▶ _PROBLEM TO SOLVE_: Search the records for the word "like" and pick out every line that has it.

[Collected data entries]
------------------------------------------------------------------------
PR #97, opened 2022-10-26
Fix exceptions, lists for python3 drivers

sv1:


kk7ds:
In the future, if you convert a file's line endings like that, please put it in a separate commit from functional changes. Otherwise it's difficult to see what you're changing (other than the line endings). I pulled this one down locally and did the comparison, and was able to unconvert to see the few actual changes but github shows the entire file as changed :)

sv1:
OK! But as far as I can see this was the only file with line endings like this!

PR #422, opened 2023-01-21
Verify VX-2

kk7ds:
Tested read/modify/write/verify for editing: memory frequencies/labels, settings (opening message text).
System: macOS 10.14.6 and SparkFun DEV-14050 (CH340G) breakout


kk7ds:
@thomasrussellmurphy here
------------------------------------------------------------------------
▶ _FINISHED TASK_:
In the future, if you convert a file's line endings like that, please put it in a separate commit from functional changes. Otherwise it's difficult to see what you're changing (other than the line endings). I pulled this one down locally and did the comparison, and was able to unconvert to see the few actual changes but github shows the entire file as changed :)
OK! But as far as I can see this was the only file with line endings like this!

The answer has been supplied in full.